Когда появляются первые персики, ароматные и целомудренные, как детский пушок на округлости щек, поэт покупает корзинку и в сумерки осторожно ставит ее у дверей «светлейшей». Поутру «светлейшая» благодарит его, и как хорошо, как пахуче отдается в душе поэта это простое, несложное «спасибо».
Знает ли «светлейшая», что в одно это маленькое слово поэт погружает целые миры и миры, как персики опилками, пересыпает песнями? — утром «светлейшая» думает о Лунине, днем о поэте, а вечером о Мировиче.
Звездочет Бурейша-Домгайло-Кричинский зажигает свою лампу, синий огонек кивает «светлейшей».
Вечер располагается на ночь.
Слева от селения низкие холмы, всегда улыбчивые, тают в фиолетовых прядях, а справа растет, набухает громада голых скал, и неуклонно грозит небу, морю, людям Чертов палец с загнутым ногтем.
«Светлейшая» от сада идет вправо: даже по утрам не тянет ее к себе светлая извилистая гряда изумрудных ковров, даже днем Чертов палец манит к себе, — и с ним, на его стороне, возле него «светлейшей» лучше, как часто легче остаться наедине с угрюмым и молчаливым человеком, чем с жизнерадостным и разговорчивым.
Четырехугольный звездочет лезет на вышку, скрипят старенькие ступени, одноглазый телескоп кружится вокруг своей оси, глубоко впивается в небо, ищет и находит светлоокую Вегу, а над бородой цвета шафрана бродит лихорадочная улыбка — улыбка фантазера, маниака и любовника без измен.
В августовскую звездную ночь, на первом выступе Чертова пальца, на том самом месте, где однажды нашли молодую искалеченную татарку, «светлейшая» встречается с Мировичем.
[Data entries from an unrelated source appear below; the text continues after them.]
PR #14649, opened 2026-07-29
AG-14065 add trial license loading state

skewis6:
Fix AG-14065


taktran:
This will be implemented in https://github.com/ag-grid/ag-grid/pull/14646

Тропинка узка, и немудрено, что «светлейшая» должна взять руку Мировича, и нет ничего странного в том, что, дойдя до поворота, «светлейшая» спрашивает Мировича, пробовал ли он взобраться на верхушку Чертова пальца, как и не странно, что они долго, долго сидят потом вместе, оба молчат, оба прислушиваются, как море зовет, как изредка, скатываясь вниз, грохочут камни и эхо вторит им многозвучно. И оба сразу встают и так же молча идут к дому; еще горит синий огонек звездочета: значит, ночь еще не кончилась, значит, спят еще все — и люди, и рыбы, и птицы.
Потом встреча вторая, снова невольная, за нею третья, опять случайная, а уже четвертая — преднамеренная. Но и при шестой встрече, и при седьмой все молчит «светлейшая», только изредка говорит об Андрюшке, о крике орлином, вдруг послышавшемся, только изредка просит Мировича рассказать о людях, о землях.
И напрасно поэт, грея вино, допытывается у Мировича: тот ничем не может поделиться.
— Почему она очутилась здесь? Откуда она: из Москвы, из Петербурга?
Мирович молчит.
— А где ее родина? Уехать собирается?
Мирович все пьет, пьет и не отвечает.
— Мирович… — срывается поэт. — У вас гнуснейшая фамилия… Так удобно сказать вам: Мирович, вы… вы…
А минуты две спустя Мирович гладит скуфейку, подталкивает поэта к постели и говорит отрывисто, но мягко:
— Чудак… я ничего не знаю… Вы больше моего знаете: вы в мангалку верите. И не надо знать. Так лучше. И мне, и вам. Бросьте, успокойтесь. Надо удирать отсюда. Хоть с дья…
— Дайте мне маленького чертика, и я забуду о «светлейшей»! — задыхаясь, кричит поэт и в цветную подушку прячет жадные, пересохшие, вожделеющие губы.
А утром в саду Пататуева появляется новый жилец, внезапно, точно с горы свалился, не приехавший в экипаже, но, по-видимому, и пешком не пришедший: на нем ни пылинки, узкие лакированные туфли без единого пятнышка, продольная складка на брюках словно только что из-под утюга, перчатки без морщин, и белый тугой пластрон рубашки безупречно свеж. Комнату он получает вне очереди, хотя оставлена она для екатеринославского богача, в обед ему первому подносят, цветок для петлицы он срывает на глазах самого Пататуева, о чем никто из старых жильцов и мечтать не смеет.
А к ужину он уже знаком со всеми: с вице-губернатором он находит общих знакомых, певице напоминает о ее дебюте у Зимина, а поэту расхваливает его первую книжку стихов и даже два-три стихотворения знает наизусть.